Sneak Preview: Many Famous Coders at Work - besquali
http://return42.blogspot.com/2009/08/sneak-preview-many-famous-coders-at.html

======
ajg1977
Looking forward to this. For anyone interested, here's the people covered in
the book. Personally I'm a little disappointed that somebody like Carmack,
Abrash or Sweeney isn't covered, but it's still a fine list.

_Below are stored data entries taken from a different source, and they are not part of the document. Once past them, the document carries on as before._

PR #164, opened 2018-08-29
delete contexts before deleteing order

nitzantomer:


scripts/src/models/orders.ts
```diff
@@ -530,6 +530,13 @@ class OrderImpl extends CreationDateModel implements Order {
 
 		return this.contexts[0].type;
 	}
+
+	public remove() {
+		return getManager().transaction(async manager => {
+			await Promise.all((await OrderContext.find({ order: this })).map(context => manager.remove(context)));
```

Frances Allen: Pioneer in optimizing compilers, first woman to win the Turing
Award (2006) and first female IBM fellow

Joe Armstrong: Inventor of Erlang

Joshua Bloch: Author of the Java collections framework, now at Google

Bernie Cosell: One of the main software guys behind the original ARPANET IMPs
and a master debugger

Douglas Crockford: JSON founder, JavaScript architect at Yahoo!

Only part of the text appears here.